Гримаса боли исказила лицо рыцаря.

— Если ты хорошенько поразмыслишь, Кеннет, то поймешь, насколько ты несправедлив ко мне. С каких это пор я, сэр Геллиард, служу Парламенту, чтобы «круглоголовые» подчинялись моим приказам? Что касается того, что произошло в Шерингаме, то ты забываешь, что мы заключили соглашение, и в противном случае ты был бы повешен еще три недели назад.

— Лучше бы уже был сейчас на небе, — вырвалось у юноши, — чем платить такую цену за свою разбитую жизнь!

— Что касается моего присутствия здесь, — продолжал Криспин, оставляя его выкрик без внимания, — то оно никак не связано с вашим арестом.

— Вы лжете!

Хоган задержал дыхание, и в комнате воцарилась зловещая тишина. Эта тишина наполнила сердце Кеннета ужасом. Он почувствовал на себе тяжелый взгляд Криспина. Дорого бы он сейчас дал, чтобы вернуть эти два слова, вырвавшиеся у него в горячке спора. Он вспомнил вспыльчивый и тяжелый характер Криспина, которому он бросил в лицо это обвинение, и в его взгляде уже прочел жажду удовлетворения. Кеннету уже мерещился его холодный труп, лежащий на одной из улиц Вальтхама с ножевой раной в груди. Его лицо посерело, а губы тряслись.

Когда Криспин наконец заговорил, спокойствие его тона еще больше усилило страх Кеннета. Хорошо изучив Криспина за это время, он знал, что в этом настроении он наиболее опасен.

— Ты ошибаешься. Я говорю правду. Так уж я устроен — возможно, это последнее, что осталось во мне от джентльмена.

Я повторяю тебе еще раз: я не повинен в твоем аресте. Капитан может подтвердить, что я прибыл сюда полчаса назад под конвоем его людей, которые задержали меня на дороге. Нет, — добавил он со вздохом, — это не моя рука задержала тебя здесь, это была рука Судьбы. — Затем его голос снова посуровел. — Ты знаешь, с какой целью ты скакал в Лондон? Чтобы передать своего отца в руки его врагов, чтобы доставить его на виселицу.

Кеннет широко раскрыл глаза.

— Мой отец! — сказал он упавшим голосом. — Что вы имеете в виду, сэр? Мой отец умер десять лет назад. Я его едва помню.

Криспин пошевелил губами, но из его рта не донеслось ни звука. С жестом, полным отчаяния, он повернулся к Хогану, который стоял в стороне как молчаливый свидетель.

— Господи, Хоган! — вскричал он. — Как я должен ему объяснить?

Ирландец в ответ на его мольбу повернулся к Кеннету.

— Дело в том, сэр, что от вас скрыли тайну вашего рождения, — прямо заявил он. — Алан Стюарт из Бэйлиночи — не ваш отец.

Кеннет перевел взгляд с одного мужчины на другого.

— Не мой отец? Господи, это розыгрыш?..

Но заметив серьезность выражения их лиц, замолчал. Криспин приблизился к нему и положил ему руки на плечи.
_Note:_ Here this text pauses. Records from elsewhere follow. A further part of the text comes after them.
Issue #1273, opened 2026-06-12
fix(config): titling field changed from string to object without migration, crashes on startup


sytone:
## Bug

The gateway crashes on startup with:
```
Invalid JSON in config.json. The JSON value could not be converted to System.String.
Path: $.gateway.auxiliary.titling | LineNumber: 88
```

### Root Cause

`Titling` was changed from a plain `string` (model name) to `TitlingConfig` object (with `Model` + `TimeoutSeconds`). Existing configs that have `"titling": "gpt-4o-mini"` now fail deserialization.

### Fix

Add migration in `PlatformConfigLoader.MigrateLegacyGatewaySettings()`:
- If `titling` is a string value → convert to `{ "model": "<value>" }`

### Impact

- Gateway cannot start with pre-existing config
- Users who configured titling model now crash on update
- **This likely caused recent 500 issues after code update**

### Labels
bug, priority:critical

sytone:
PR opened: https://github.com/sytone/botnexus/pull/1278

PR #1277, opened 2026-06-12
fix(gateway): remove IConfiguration.Bind() to prevent Docker runtime key collision

### LINKED ISSUE #1271: fix(gateway): PlatformConfig binding collides with DOTNET_VERSION env var in Docker containers
## Bug

The gateway **cannot start in a Docker container** on current main (`dfbaeb80`).

### Root Cause

`GatewayServiceCollectionExtensions.LoadConfigForRegistration()` (line 364) calls:
```csharp
configuration.Bind(config);
```

This binds the **entire** `IConfiguration` root into `PlatformConfig`. In a container, the .NET runtime injects `runtimeOptions:framework:version = "10.0.9"` into the config hierarchy. Since `PlatformConfig.Version` is `int`, the binder throws:

```
System.InvalidOperationException: Failed to convert configuration value '10.0.9' at 'Version' to type 'System.Int32'.
```

### Fix Options

1. **Best**: Bind to a specific section instead of root — `configuration.GetSection("botnexus").Bind(config)` or similar
2. Change `PlatformConfig.Version` to `string` (breaking)
3. Add `[BindNever]` attribute to `Version` property
4. Use `BinderOptions { ErrorOnUnknownConfiguration = false }` + try/catch (masks other issues)

### Impact

- **CRITICAL** — gateway cannot start in Docker at all
- docker-compose.yml is non-functional on main
- Blocks containerized deployment and CI validation

### Repro

```bash
docker build -t botnexus:test .
docker run -p 5000:5000 -v /tmp/cfg:/app/config botnexus:test
# Immediate crash
```

### Labels
bug, priority:critical

sytone:
Closes #1271

## Changes
- Replaced \configuration.Bind(config)\ in \LoadConfigForRegistration\ with direct file-based loading via \PlatformConfigLoader.Load()\
- The IConfiguration Bind approach was binding runtime-injected keys (e.g. \Version = 10.0.9\ from .NET framework config) to \PlatformConfig.Version\ (int), causing conversion crash in Docker
- File-based loading correctly handles migration and validation without exposure to ambient IConfiguration keys
- 2 new tests confirming load works with conflicting keys and missing files

## Merge Notes
Independent of all other open PRs. Safe to merge in any order. Should merge before #1273 if both ready simultaneously (both fix startup crashes).

### DIFF
--- a/src/gateway/BotNexus.Gateway/Extensions/GatewayServiceCollectionExtensions.cs
+++ b/src/gateway/BotNexus.Gateway/Extensions/GatewayServiceCollectionExtensions.cs
@@ -357,19 +357,11 @@ public static class GatewayServiceCollectionExtensions
 
     private static PlatformConfig LoadConfigForRegistration(IConfiguration? configuration, string resolvedConfigPath, IFileSystem fileSystem)
     {
-        if (configuration is null)
-            return PlatformConfigLoader.Load(resolvedConfigPath, fileSystem: fileSystem);
-
-        var config = new PlatformConfig();
-        configuration.Bind(config);
-        var rawJson = TryReadConfigFile(resolvedConfigPath, fileSystem);
-        if (!string.IsNullOrWhiteSpace(rawJson))
-        {
-            PlatformConfigLoader.MigrateLegacyGatewaySettings(config, rawJson);
-            PlatformConfigLoader.ExtractAgentDefaults(config, rawJson);
-        }
-
-        return config;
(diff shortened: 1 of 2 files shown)


sytone:
Closing — the fix bypasses IConfiguration entirely which is wrong. Reopening with a proper fix that uses sectioned binding per the standard IConfiguration/IOptions pattern. Root cause is DOTNET_VERSION env var getting prefix-stripped to just "Version" in the config hierarchy, colliding with PlatformConfig.Version.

Юноша вздрогнул от прикосновения, и снова по лицу рыцаря пробежала тень боли.

— Ты помнишь, Кеннет, — начал он медленно, почти торжественно, — историю, которую я тебе рассказал в ту памятную ночь в Ворчестере, когда мы сидели в ожидании рассвета и палача?

— Какое это имеет отношение?

— Ты помнишь подробности? Помнишь, я говорил тебе, что когда я потерял сознание от удара меча Джозефа Ашберна, то последние слова, которые я слышал, были приказанием его брату перерезать горло малышу в колыбели? Ты сам был свидетелем, когда прошлой ночью в замке Марлей Джозеф Ашберн сказал мне, что Грегори был настроен более миролюбиво, и ребенок не был убит, что если я подарю ему жизнь, то он вернет мне моего сына. Помнишь?

Кеннет кивнул:

— Да, я помню.

Смутный страх начал закрадываться в его сердце. Не веря своим глазам, он смотрел на печальное лицо рыцаря.
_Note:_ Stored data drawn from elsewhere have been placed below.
Issue #1338, opened 2026-06-13
[Tools] WebSearchTool count argument throws on non-integer or out-of-range JSON numbers


sytone:
## Summary
`WebSearchTool.ReadInt` parses the optional `count` argument with `el.GetInt32()` for any JSON number:
```csharp
JsonElement { ValueKind: JsonValueKind.Number } el => el.GetInt32(),
```
If the model passes a non-integer JSON number (e.g. `"count": 3.5`) or a value outside `Int32` range (e.g. `"count": 99999999999`), `GetInt32()` throws `FormatException` / `InvalidOperationException`. This exception is thrown from `PrepareArgumentsAsync` — **before** `ExecuteAsync`'s try/catch — so it escapes as an unhandled tool-preparation error instead of being handled gracefully like every other invalid input in this tool.

## Impact
- A malformed `count` (easy for a model to emit) turns a recoverable "please use a valid count" situation into a hard tool failure / surfaced exception.
- Inconsistent with the rest of `WebSearchTool`, which returns friendly `TextResult(...)` errors for bad input rather than throwing.
- `priority:medium` robustness bug — not a security issue, but a correctness/UX gap.

## Reproduction
Invoke `web_search` with:
```json
{ "query": "test", "count": 3.5 }
```
`PrepareArgumentsAsync` throws `FormatException` from `GetInt32()`.

## Proposed fix
Make `ReadInt` tolerant of non-integer / out-of-range JSON numbers instead of throwing:
- For `JsonValueKind.Number`, use `TryGetInt32` (or read as double and truncate/clamp) and return `null` when it is not a valid int32, so the existing `count` clamping logic (`Math.Min(requestedCount, _config.MaxResults)` with the `requestedCount > 0` guard) simply falls back to the configured default.
- Keep behavior identical for valid integers.

## Acceptance criteria
- `count` values that are not valid int32 (fractional, out-of-range, non-numeric strings) no longer throw; the tool falls back to the configured `MaxResults` default.
- Valid integer `count` continues to clamp to `[1, MaxResults]` as today.
- `query` validation is unchanged.
- Unit tests cover: integer count (clamped), fractional count (fallback, no throw), out-of-range count (fallback, no throw), non-numeric string count (fallback), omitted count (default).

## Target files
- `src/extensions/BotNexus.Extensions.WebTools/WebSearchTool.cs`
- `tests/extensions/BotNexus.Extensions.WebTools.Tests/` (new test coverage)

[...]

PR #1412, opened 2026-06-14
fix(portal): tolerate non-integer delay seconds in tool-call description renderer

### LINKED ISSUE #1411: [Portal] ToolDescriptionFormatter.FormatDelay throws on non-integer or out-of-range seconds
`ToolDescriptionFormatter.FormatDelay` (the portal chat-panel tool-call renderer) calls `JsonElement.GetInt32()` directly on the `seconds` argument, and the throw it can produce is **not** caught by the formatter's guard.

## Where

`src/extensions/BotNexus.Extensions.Channels.SignalR.BlazorClient/Components/ToolDescriptionFormatter.cs`

```csharp
private static string FormatDelay(JsonElement? args)
{
    if (args is null) return "Delay";
    if (args.Value.TryGetProperty("seconds", out var sec) && sec.ValueKind == JsonValueKind.Number)
        return $"Delay {sec.GetInt32()}s";   // L183 — throws on non-int / out-of-range
    return "Delay";
}
```

## Root cause

`FormatDescription` (L20) wraps only `JsonDocument.Parse(...)` in `try { ... } catch (JsonException)` (L24–31). The `switch` that dispatches to `FormatDelay` runs **outside** that `try`, and `FormatDelay` itself has no guard.

`JsonElement.GetInt32()` does **not** throw `JsonException`. It throws:
- `FormatException` when the JSON number is fractional (e.g. `{"seconds": 1.5}`)
- `InvalidOperationException` / `OverflowException` when the value is out of `Int32` range (e.g. `{"seconds": 9999999999}`)

The `ValueKind == JsonValueKind.Number` check passes for all of these (a fractional or oversized number is still `JsonValueKind.Number`), so the guard does not prevent the call. None of those exceptions are caught → they propagate out of the chat-panel render.

## Impact

Same `GetInt32()`-before-validation bug class as #1338 / #1362 / #1363 / #1365, but on the **portal display** path rather than a tool-execution path:

- A `delay` tool call with a fractional or out-of-`Int32`-range `seconds` argument crashes the tool-description renderer in the SignalR Blazor chat panel.
- `DelayTool` clamps the actual executed value, so this is **display-only** — it does not affect execution. Severity is low: it requires a malformed/adversarial `delay` argument and only breaks the in-flight render of that one tool call's label.

## Fix

Use the saturating/tolerant pattern already adopted in the fixed tools (`TryGetInt32` → fall back), e.g.:

```csharp
if (args.Value.TryGetProperty("seconds", out var sec) && sec.ValueKind == JsonValueKind.Number)
    return sec.TryGetInt32(out var s) ? $"Delay {s}s" : "Delay";
```

(or widen the existing guard to also catch the non-`JsonException` types around the dispatch, but the `TryGetInt32` fix is the minimal, targeted one.)

## Acceptance criteria

- `FormatDelay` renders a stable label for fractional and out-of-`Int32`-range `seconds` values instead of throwing.
- A unit test in the BlazorClient test project covers: integer `seconds` (normal), fractional `seconds`, out-of-range `seconds`, and missing/non-number `seconds` → never throws.
- No behavior change for valid integer inputs.

sytone:
Closes #1411

## Changes
`ToolDescriptionFormatter.FormatDelay` (the SignalR Blazor chat-panel tool-call renderer) called `JsonElement.GetInt32()` directly on the `seconds` argument. `GetInt32()` throws `FormatException` on a fractional JSON number and `InvalidOperationException`/`OverflowException` on an out-of-`Int32`-range number — none of which are `JsonException`, so the formatter's parse guard (`try { JsonDocument.Parse } catch (JsonException)`) does **not** catch them. A `delay` tool call with `{"seconds": 1.5}` or `{"seconds": 9999999999}` would crash the tool-description render.

Fix: use `TryGetInt32` and fall back to the plain `"Delay"` label when the value is not a valid `Int32` — the same tolerant pattern already adopted for the `GetInt32()`-before-validation class (#1338, #1362, #1363).

This is display-only — `DelayTool` already clamps the executed value — so it is a low-severity crash on the in-flight render of a malformed `delay` argument.

## Tests
Added 3 cases to `ToolDescriptionFormatterTests` (the existing in-slnx project):
- `Delay_WithFractionalSeconds_FallsBackWithoutThrowing`
- `Delay_WithOutOfRangeSeconds_FallsBackWithoutThrowing`
- `Delay_WithNonNumberSeconds_FallsBack`

The first two fail against the old code (they throw). `BlazorClient.Tests` 540/540, Architecture 178, Scenarios 29, Gateway 2868 — all green. Full solution build clean (0 warnings, 0 errors).

## Merge Notes
Touches only `ToolDescriptionFormatter.cs` (+ its test file) in `BotNexus.Extensions.Channels.SignalR.BlazorClient`. No file overlap with any other open PR — safe to merge in any order.

### DIFF
--- a/src/extensions/BotNexus.Extensions.Channels.SignalR.BlazorClient/Components/ToolDescriptionFormatter.cs
+++ b/src/extensions/BotNexus.Extensions.Channels.SignalR.BlazorClient/Components/ToolDescriptionFormatter.cs
@@ -179,8 +179,11 @@ public static class ToolDescriptionFormatter
     private static string FormatDelay(JsonElement? args)
     {
         if (args is null) return "Delay";
-        if (args.Value.TryGetProperty("seconds", out var sec) && sec.ValueKind == JsonValueKind.Number)
-            return $"Delay {sec.GetInt32()}s";
+        if (args.Value.TryGetProperty("seconds", out var sec) && sec.ValueKind == JsonValueKind.Number
+            && sec.TryGetInt32(out var seconds))
+        {
+            return $"Delay {seconds}s";
+        }
         return "Delay";
     }
 
--- a/tests/extensions/BotNexus.Extensions.Channels.SignalR.BlazorClient.Tests/ToolDescriptionFormatterTests.cs
+++ b/tests/extensions/BotNexus.Extensions.Channels.SignalR.BlazorClient.Tests/ToolDescriptionFormatterTests.cs
@@ -215,6 +215,30 @@ public sealed class ToolDescriptionFormatterTests
     }
 
     [Fact]
+    public void Delay_WithFractionalSeconds_FallsBackWithoutThrowing()
+    {
+        // GetInt32() throws FormatException on a fractional JSON number; that is not a
+        // JsonException, so the formatter's parse guard would not catch it. It must degrade.
+        var result = ToolDescriptionFormatter.FormatDescription("delay", """{"seconds": 1.5}""");
+        Assert.Equal("⏳ Delay", result);
+    }
+
+    [Fact]
+    public void Delay_WithOutOfRangeSeconds_FallsBackWithoutThrowing()
+    {
+        // 9999999999 is a valid JSON number but out of Int32 range; GetInt32() would throw.
+        var result = ToolDescriptionFormatter.FormatDescription("delay", """{"seconds": 9999999999}""");
+        Assert.Equal("⏳ Delay", result);
+    }
+
+    [Fact]
+    public void Delay_WithNonNumberSeconds_FallsBack()
+    {
+        var result = ToolDescriptionFormatter.FormatDescription("delay", """{"seconds": "soon"}""");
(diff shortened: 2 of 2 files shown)


sytone:
## CI Health Check -- PR #1412

| Check | Status |
|-------|--------|
| impacted-tests | pending |
| CodeQL | pending |

**Branch:** `fix/tooldesc-delay-format` | **Behind main:** 0 commits | **Mergeable:** MERGEABLE

**Actions taken:**
- Merged main into branch and pushed (was behindBy 13-14 after the merge wave); CI re-triggered on the merge commit.

**Blockers for Jon:**
- None

---
- 2026-06-14 06:09 UTC
- 2026-06-14 02:06 UTC
---
*Farnsworth (automated CI monitor) -- [BotNexus](https://github.com/Sytone/botnexus) -- Last updated: 2026-06-14 06:09 UTC*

— Это была ловушка, которую Джозеф уготовил мне. Но не все, что он говорил, было неправдой. Ребенок, которого пощадил Грегори, действительно остался жить, и из того, что я узнал за последние полчаса, он был отдан на воспитание Алану Стюарту из Бэйлиночи с той целью, как я полагаю, чтобы женить его на своей дочери, и тем самым вдвойне обезопасить себя — если бы к власти пришел король, то они бы находились под защитой юного Марлея, который служил королю.

— Вы хотите сказать, — почти шепотом произнес мальчик с явными нотками ужаса в голосе, — вы хотите сказать, что я ваш… О, Боже! Я не верю в это! — воскликнул он с внезапной страстью. — Я не поверю в это, я не поверю в это! — продолжал повторять он.